LEARNING ACTIVITY
Creating a frog-friendly habitat: construction
Category: Biodiversity
Climate Region: Arid | Temperate | Tropical
State or Territory: ACT | NSW | NT | QLD | SA | TAS | VIC | WA
Age Range: 7-13

STORY

Suyin, Tom and their local Landcare group meet regularly so they can organise all the materials and tools they need for their project. Many people in the local community have offered to support them by donating equipment, native and aquatic plants, as well as their time as volunteers.

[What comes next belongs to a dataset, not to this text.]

PR #7617, opened 2021-06-01
fix: dont throw NPE on listing if register fails

rodesai:
couple fixes to query registration to avoid NPE on listing if register fails:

With their design plan ready, Suyin and the group were ready to start constructing their frog-friendly habitat. They decided to organise their first working bee on the third Saturday of the month. Suyin and Tom would lead the team with the guidance of Liz and Suyin’s grandfather.

While the council had allocated the area for their new frog-habitat, Suyin’s grandfather told the team that it was important that they visit the site after rainfall so that they could see where the water pooled naturally to ensure the location was the perfect area for the habitat.

On the day of the community working bee, everyone gathered around to help. Suyin used a range of marked sticks to mark out where the pond would go and how large it would be using the design specifications they had prepared earlier. Tom and the other group members took turns digging and scooping out the soil for the pond hole, while other volunteers prepared the hessian sacks, gravel, sand and pond liner. Someone took before- and after-photos to help share the success of the day.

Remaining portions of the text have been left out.